Semua akibat dosa memang telah dipikul Tuhan Yesus.
Tuhan menyelesaikan dengan sempurna di kayu salib, tetapi untuk potensi berbuat dosa kembali dalam kehidupan orang percaya, itu merupakan pilihan dan tanggung jawab masing-masing individu.
Orang yang terpanggil untuk berusaha menyelenggarakan hidup kudus dihadapan Tuhan maka oleh pertolongan Roh Kudus, ia akan di tuntun oleh-Nya kepada segala jalan kebenaran-Nya.
Roh Kudus dihadirkan Tuhan untuk mendidik orang percaya menyelesaikan masalah potensi untuk berbuat dosa, mengikisnya dan membuang semua potensi dosa dalam diri setiap orang percaya untuk kemudian bisa berpikir dan berperasaan seperti Tuhan Yesus, kudus seperti Dia kudus, inilah yang disebut sebagai mengerjakan keselamatan dengan takut dan gentar (Filipi 2:12).
Berpikir dan berperasaan seperti Tuhan Yesus berarti tidak memberi celah sedikit pun terhadap suatu kesalahan baik dari dalam sikap hati maupun perkataan dan perbuatan.
Tuhan Yesus memiliki kesucian yang sangat kokoh, yang akhirnya terbukti ketika Ia taat sampai mati bahkan mati di kayu salib tanpa ada persungutan sedikitpun.
Kekokohan kesucian seperti inilah yang harus dicapai oleh setiap orang percaya.
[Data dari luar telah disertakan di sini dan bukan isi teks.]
PR #38, opened 2021-11-30
chore: swaps the ISC license for the MIT license

Justintime50:
Swaps the `ISC` license for the `MIT` license as they are functionally the same, but we use the MIT license on all other client libraries. This will keep our licensing consistent across our open source client library projects.


Justintime50:
Closing due to not having all the signoffs needed to swap the license from each contributor.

Kita harus merindukan hal ini lebih dari segala hal.
Dengan pengertian ini seseorang akan memahami apa artinya mengalami kehausan dan kelaparan akan kebenaran. Haus dan lapar akan kebenaran di sini maksudnya benar-benar merindukan suatu kehidupan yang mencapai level yang Tuhan Yesus kehendaki atau yang berkenan kepada Allah.
Orang percaya yang demikian ini tidak akan berusaha membangun alasan untuk tidak bisa membangun kehidupan yang kudus dan berkenan dihadapan Tuhan. Baginya kesalahan adalah kesalahan dan itu adalah dosa, tidak ada alasan untuk membelanya dan memakluminya.
Orang seperti ini tidak akan berusaha untuk memiliki nilai diri di hadapan manusia, tetapi ia berusaha untuk mendapat penilaian yang benar di mata Tuhan (2 Korintus 5:9-10).
Dari hal inilah seseorang membangun manusia batiniah yang cemerlang di hadapan Allah.
Inilah usaha untuk mengumpulkan harta di Sorga seperti yang dikemukakan Tuhan Yesus dalam Matius 6:19-20.

Tuhan Yesus akan menuntun kita agar kita menjadi anak-anak yang sah (huios) yang berkeadaan seperti diri-Nya (Ibrani 12:4-9), yang akhirnya kita bisa mengambil bagian dalam kekudusan-Nya (Ibrani 12:9).
Hal inilah yang dimaksudkan oleh Yohanes “supaya mereka menjadi anak-anak Allah”.
Seseorang tidak akan dapat disebut sebagai anak-anak Allah kalau tidak mengambil bagian dalam kekudusan Allah.
Petrus mengkalimatkan hal ini dengan kalimat “mengambil bagian dalam kodrat Ilahi” (2 Petrus1:3-4).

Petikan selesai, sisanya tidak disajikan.